# [WORK TASK]
Whenever a line below holds the word "NoArgsConstructor", copy that line.

# [Collected data entries]
PR #1087, opened 2023-04-07
Internally construct StreamARN using STS

zengyu714:
*Issue #, if available:*

*Description of changes:*

- Internally, this change constructs a StreamARN using the accountId and aws partition obtained from STS `getCallerIdentity()`, while the other fields in the StreamARN, such as the streamName and region, are provided by the customer and extracted from the `kinesisClient` respectively
- This change maintains backward compatibility by not failing the consumer application when an STS call fails. However, if it is desired to fail the customer in such a scenario, a major version bump may be necessary to indicate the incompatibility.

*Testing*
- Added unit tests for the helper class`StreamARNUtil.java`
- `mvn clean install`
```
[INFO] ------------------------------------------------------------------------
[INFO] Reactor Summary for Amazon Kinesis Client Library 2.5.0-SNAPSHOT:
[INFO]
[INFO] Amazon Kinesis Client Library ...................... SUCCESS [  0.170 s]
[INFO] Amazon Kinesis Client Library for Java ............. SUCCESS [02:25 min]
[INFO] amazon-kinesis-client-multilang .................... SUCCESS [  5.718 s]
[INFO] ------------------------------------------------------------------------
[INFO] BUILD SUCCESS
[INFO] ------------------------------------------------------------------------
[INFO] Total time:  02:31 min
[INFO] Finished at: 2023-04-13T23:46:33Z
[INFO] ------------------------------------------------------------------------
```
- Manual sanity test using `AWSKinesisClientLibraryTester` and observed that the requests were using StreamARN as expected

```
2023-04-13 16:54:31,850 [ShardRecordProcessor-0001] INFO  s.a.k.leases.KinesisShardDetector [NONE] - Stream KCLGetRegion: listing shards with list shards request ListShardsRequest(StreamName=KCLGetRegion, StreamARN=arn:aws:kinesis:us-west-2:448057645220:stream/KCLGetRegion) 
```

### DIFF
--- a/amazon-kinesis-client/src/main/java/software/amazon/kinesis/common/ConfigsBuilder.java
+++ b/amazon-kinesis-client/src/main/java/software/amazon/kinesis/common/ConfigsBuilder.java
@@ -142,7 +142,7 @@ public class ConfigsBuilder {
             @NonNull KinesisAsyncClient kinesisClient, @NonNull DynamoDbAsyncClient dynamoDBClient,
             @NonNull CloudWatchAsyncClient cloudWatchClient, @NonNull String workerIdentifier,
             @NonNull ShardRecordProcessorFactory shardRecordProcessorFactory) {
-        this(new SingleStreamTracker(streamName),
+        this(new SingleStreamTracker(streamName, kinesisClient.serviceClientConfiguration().region()),
                 applicationName,
                 kinesisClient,
                 dynamoDBClient,
--- a/amazon-kinesis-client/src/main/java/software/amazon/kinesis/common/StreamARNUtil.java
+++ b/amazon-kinesis-client/src/main/java/software/amazon/kinesis/common/StreamARNUtil.java
@@ -1,0 +1,86 @@
+package software.amazon.kinesis.common;
+
+import com.google.common.base.Joiner;
+import lombok.AccessLevel;
+import lombok.NoArgsConstructor;
+import lombok.NonNull;
+import lombok.extern.slf4j.Slf4j;
+import org.apache.commons.lang3.StringUtils;
+import software.amazon.awssdk.arns.Arn;
+import software.amazon.awssdk.awscore.exception.AwsServiceException;
+import software.amazon.awssdk.core.exception.SdkClientException;
+import software.amazon.awssdk.http.urlconnection.UrlConnectionHttpClient;
+import software.amazon.awssdk.regions.Region;
+import software.amazon.awssdk.services.sts.StsClient;
+import software.amazon.awssdk.services.sts.model.GetCallerIdentityResponse;
+
+import java.util.HashMap;
+import java.util.Optional;
+
+@Slf4j
+@NoArgsConstructor(access = AccessLevel.PRIVATE)
+public final class StreamARNUtil {
+    private static final HashMap<String, Arn> streamARNCache = new HashMap<>();
+
+    /**
+     * This static method attempts to retrieve the stream ARN using the stream name, region, and accountId returned by STS
+     * It is designed to fail gracefully, returning Optional.empty() if any errors occur.
+     * @param streamName: stream name
+     * @param kinesisRegion: kinesisRegion is a nullable parameter used to construct the stream arn
+     * @return
+     */
+    public static Optional<Arn> getStreamARN(String streamName, Region kinesisRegion) {
+        return getStreamARN(streamName, kinesisRegion, Optional.empty());
+    }
+
+    public static Optional<Arn> getStreamARN(String streamName, Region kinesisRegion, @NonNull Optional<String> accountId) {
+        if (kinesisRegion == null || StringUtils.isEmpty(kinesisRegion.toString())) {
+            return Optional.empty();
+        }
+        // Consult the cache before contacting STS
+        String key = getCacheKey(streamName, kinesisRegion, accountId);
+        if (streamARNCache.containsKey(key)) {
+            return Optional.of(streamARNCache.get(key));
+        }
+
+        Optional<Arn> stsCallerArn = getStsCallerArn();
+        if (!stsCallerArn.isPresent() || !stsCallerArn.get().accountId().isPresent()) {
+            return Optional.empty();
+        }
+        accountId = accountId.isPresent() ? accountId : stsCallerArn.get().accountId();
+        Arn kinesisStreamArn = Arn.builder()
+                .partition(stsCallerArn.get().partition())
+                .service("kinesis")
+                .region(kinesisRegion.toString())
+                .accountId(accountId.get())
+                .resource("stream/" + streamName)
+                .build();
+
+        // Update the cache
+        streamARNCache.put(key, kinesisStreamArn);
+        return Optional.of(kinesisStreamArn);
+    }
+
+    private static Optional<Arn> getStsCallerArn() {
+        GetCallerIdentityResponse response;
+        try {
+            response = getStsClient().getCallerIdentity();
+        } catch (AwsServiceException | SdkClientException e) {
+            log.warn("Unable to get sts caller identity to build stream arn", e);
+            return Optional.empty();
+        }
+        return Optional.of(Arn.fromString(response.arn()));
+    }
+
+    private static StsClient getStsClient() {
+        return StsClient.builder()
+                .httpClient(UrlConnectionHttpClient.builder().build())
+                .build();
+    }
+
+    private static String getCacheKey(
+            String streamName, @NonNull Region kinesisRegion, @NonNull Optional<String> accountId) {
+        return Joiner.on(":").join(streamName, kinesisRegion.toString(), accountId.orElse(""));
+    }
+
+}
--- a/amazon-kinesis-client/src/main/java/software/amazon/kinesis/common/StreamIdentifier.java
+++ b/amazon-kinesis-client/src/main/java/software/amazon/kinesis/common/StreamIdentifier.java
@@ -16,38 +16,39 @@
 package software.amazon.kinesis.common;
 
 import com.google.common.base.Joiner;
+import lombok.AccessLevel;
+import lombok.Builder;
 import lombok.EqualsAndHashCode;
 import lombok.Getter;
-import lombok.NonNull;
+import lombok.ToString;
 import lombok.experimental.Accessors;
+import software.amazon.awssdk.arns.Arn;
+import software.amazon.awssdk.regions.Region;
 import software.amazon.awssdk.utils.Validate;
 
 import java.util.Optional;
 import java.util.regex.Pattern;
 
-@EqualsAndHashCode @Getter @Accessors(fluent = true)
+@Builder(access = AccessLevel.PRIVATE)
+@EqualsAndHashCode
+@Getter
+@ToString
+@Accessors(fluent = true)
 public class StreamIdentifier {
-    private final Optional<String> accountIdOptional;
+    @Builder.Default
+    private final Optional<String> accountIdOptional = Optional.empty();
     private final String streamName;
-    private final Optional<Long> streamCreationEpochOptional;
+    @Builder.Default
+    private final Optional<Long> streamCreationEpochOptional = Optional.empty();
+    @Builder.Default
+    private final Optional<Arn> streamARNOptional = Optional.empty();
 
     private static final String DELIMITER = ":";
-    private static final Pattern PATTERN = Pattern.compile(".*" + ":" + ".*" + ":" + "[0-9]*");
-
-    private StreamIdentifier(@NonNull String accountId, @NonNull String streamName, @NonNull Long streamCreationEpoch) {
-        this.accountIdOptional = Optional.of(accountId);
-        this.streamName = streamName;
-        this.streamCreationEpochOptional = Optional.of(streamCreationEpoch);
-    }
-
-    private StreamIdentifier(@NonNull String streamName) {
-        this.accountIdOptional = Optional.empty();
-        this.streamName = streamName;
-        this.streamCreationEpochOptional = Optional.empty();
-    }
+    private static final Pattern PATTERN = Pattern.compile(".*" + ":" + ".*" + ":" + "[0-9]*" + ":?([a-z]{2}(-gov)?-[a-z]+-\\d{1})?");
 
     /**
      * Serialize the current StreamIdentifier instance.
+     * TODO: Consider appending region info for cross-account consumer support
      * @return
      */
     public String serialize() {
@@ -63,14 +64,35 @@ public class StreamIdentifier {
 
     /**
      * Create a multi stream instance for StreamIdentifier from serialized stream identifier.
-     * The serialized stream identifier should be of the format account:stream:creationepoch
+     * See the format of a serialized stream identifier at {@link StreamIdentifier#multiStreamInstance(String, Region)}
      * @param streamIdentifierSer
      * @return StreamIdentifier
      */
     public static StreamIdentifier multiStreamInstance(String streamIdentifierSer) {
+        return multiStreamInstance(streamIdentifierSer, null);
+    }
+
+    /**
+     * Create a multi stream instance for StreamIdentifier from serialized stream identifier.
+     * @param streamIdentifierSer The serialized stream identifier should be of the format
+     *                            account:stream:creationepoch[:region]
+     * @param kinesisRegion This nullable region is used to construct the optional StreamARN
+     * @return StreamIdentifier
+     */
+    public static StreamIdentifier multiStreamInstance(String streamIdentifierSer, Region kinesisRegion) {
         if (PATTERN.matcher(streamIdentifierSer).matches()) {
             final String[] split = streamIdentifierSer.split(DELIMITER);
-            return new StreamIdentifier(split[0], split[1], Long.parseLong(split[2]));
+            final String streamName = split[1];
+            final Optional<String> accountId = Optional.ofNullable(split[0]);
+            StreamIdentifierBuilder builder = StreamIdentifier.builder()
+                    .accountIdOptional(accountId)
+                    .streamName(streamName)
+                    .streamCreationEpochOptional(Optional.of(Long.parseLong(split[2])));
+            final Region region = (split.length == 4) ?
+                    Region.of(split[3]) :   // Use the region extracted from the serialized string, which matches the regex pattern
PR #1088, opened 2023-04-10
Minimize race in PSSM to avoid unnecessary shard sync calls 

chenylee-aws:
*Description of changes:*
There exists a race condition between `PeriodicShardSyncManager (PSSM)` and `Scheduler` as reads and writes can happen concurrently in the respective threads. This would cause unnecessary shard syncs for example when `PSSM` is initiated at the same time as the `Scheduler` the streamToLease map is filtered based on the previous snapshot of the `currentStreamConfigMap` which tricks the `PSSM` into believing that there is no leases for the newly added streams that already have leases. 

### DIFF
--- a/amazon-kinesis-client/src/main/java/software/amazon/kinesis/coordinator/PeriodicShardSyncManager.java
+++ b/amazon-kinesis-client/src/main/java/software/amazon/kinesis/coordinator/PeriodicShardSyncManager.java
@@ -178,12 +178,20 @@ class PeriodicShardSyncManager {
             final long runStartMillis = System.currentTimeMillis();
 
             try {
+                // Create a shallow copy of the map to avoid data race with Scheduler.
+                final Map<StreamIdentifier, StreamConfig> streamConfigMap = currentStreamConfigMap.entrySet().stream()
+                        .collect(Collectors.toMap(Map.Entry::getKey, Map.Entry::getValue));
+
                 // Construct the stream to leases map to be used in the lease sync
                 final Map<StreamIdentifier, List<Lease>> streamToLeasesMap = getStreamToLeasesMap(
-                        currentStreamConfigMap.keySet());
+                        streamConfigMap.keySet());
 
                 // For each of the stream, check if shard sync needs to be done based on the leases state.
-                for (Map.Entry<StreamIdentifier, StreamConfig> streamConfigEntry : currentStreamConfigMap.entrySet()) {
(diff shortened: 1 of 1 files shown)


furq-aws (approved):

amazon-kinesis-client/src/main/java/software/amazon/kinesis/coordinator/PeriodicShardSyncManager.java
```diff
@@ -178,12 +178,20 @@ private void runShardSync() {
...
                 // Construct the stream to leases map to be used in the lease sync
                 final Map<StreamIdentifier, List<Lease>> streamToLeasesMap = getStreamToLeasesMap(
-                        currentStreamConfigMap.keySet());
+                        streamConfigMap.keySet());
 
                 // For each of the stream, check if shard sync needs to be done based on the leases state.
-                for (Map.Entry<StreamIdentifier, StreamConfig> streamConfigEntry : currentStreamConfigMap.entrySet()) {
+                for (Map.Entry<StreamIdentifier, StreamConfig> streamConfigEntry : streamConfigMap.entrySet()) {
+                    // Skip shardSync if CSCM has purged the stream.
+                    if (!currentStreamConfigMap.containsKey(streamConfigEntry.getKey())) {
```
stair-aws, line 192: +1 for short-circuit in scenario where `currentStreamConfigMap` is no longer aware of the stream.

However, to reduce the wall-time between "check" and "execute", WDYT about moving this short-circuit to approximately line ~203 just-before `shardSyncTaskManagerProvider.apply(...)`. This may yield the highest rate of short-circuits which avoid a network call.

Example:
```
log.info("Periodic shard ...");
final StreamConfig streamConfig = currentStreamConfigMap.get(streamConfigEntry.getKey());
if (streamConfig == null) {
   // Skip shardSync if CSCM has purged the stream.
   continue;
}
final ShardSyncTaskManager sSTM = sSTMP.apply(streamConfig);
// rest of block is unchanged
```

stair-aws (approved):
Bias-for-action approve since this is better than what-is. Please consider the comment for a potentially even-better solution.

amazon-kinesis-client/src/main/java/software/amazon/kinesis/coordinator/PeriodicShardSyncManager.java
chenylee-aws: That's a good callout. I think we can keep the current one and add this new check to optimize both the CPU time and network bandwidth and to achieve higher consistency.

stair-aws (approved):

PR #1094, opened 2023-04-18
Code cleanup to introduce better testing and simplify future removal of

stair-aws:
*Issue #, if available:*
N/A

*Description of changes:*
Code cleanup to introduce better testing and simplify future removal of deprecated parameters (e.g., `Either<L, R> appStreamTracker`).

### DIFF
--- a/amazon-kinesis-client/src/main/java/software/amazon/kinesis/retrieval/RetrievalConfig.java
+++ b/amazon-kinesis-client/src/main/java/software/amazon/kinesis/retrieval/RetrievalConfig.java
@@ -133,6 +133,8 @@ public class RetrievalConfig {
     }
 
     /**
+     * Convenience method to reconfigure the embedded {@link StreamTracker},
+     * but only when <b>not</b> in multi-stream mode.
      *
      * @param initialPositionInStreamExtended
      *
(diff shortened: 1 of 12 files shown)


amazon-kinesis-client/src/main/java/software/amazon/kinesis/retrieval/RetrievalConfig.java
```diff
@@ -142,62 +144,46 @@ public RetrievalConfig(@NonNull KinesisAsyncClient kinesisAsyncClient, @NonNull
...
-        if(isInvalidFanoutConfig) {
-            throw new IllegalArgumentException(
-                    "Invalid config: Either in multi-stream mode with streamName/consumerArn configured or in single-stream mode with no streamName configured");
-        }
+    /**
+     * Convenience method to return the {@link StreamIdentifier} from a
+     * single-stream tracker.
+     */
+    private StreamIdentifier getSingleStreamIdentifier() {
+        return streamTracker.streamConfigList().get(0).streamIdentifier();
```
noahbt, line 186: Can `get(0)` return null in this line?

noahbt (approved):
Refactors look good and the added tests should help strengthen the code base

amazon-kinesis-client/src/main/java/software/amazon/kinesis/retrieval/RetrievalConfig.java
stair-aws: Hypothetically, yes: a customer could subclass a `StreamTracker` that is not multi-stream, not a [`SingleStreamTracker`](https://github.com/awslabs/amazon-kinesis-client/blob/master/amazon-kinesis-client/src/main/java/software/amazon/kinesis/processor/SingleStreamTracker.java#L67-L70) (which protects against this via `@NonNull`), and is capable of tracking an empty list.

However, at that point they'd be using KCL in single-stream mode to configure record retrieval for zero (0) streams. While hypothetical, that configuration is not productive.

PR #1098, opened 2023-04-19
StreamARN: enhanced `StreamIdentifier` to spawn instances from stream…

stair-aws:
*Issue #, if available:*
N/A

*Description of changes:*
StreamARN: enhanced `StreamIdentifier` to spawn instances from stream ARNs.

### DIFF
--- a/amazon-kinesis-client/src/main/java/software/amazon/kinesis/retrieval/KinesisClientFacade.java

# [WRITTEN RESPONSE]
+import lombok.NoArgsConstructor;
+@NoArgsConstructor(access = AccessLevel.PRIVATE)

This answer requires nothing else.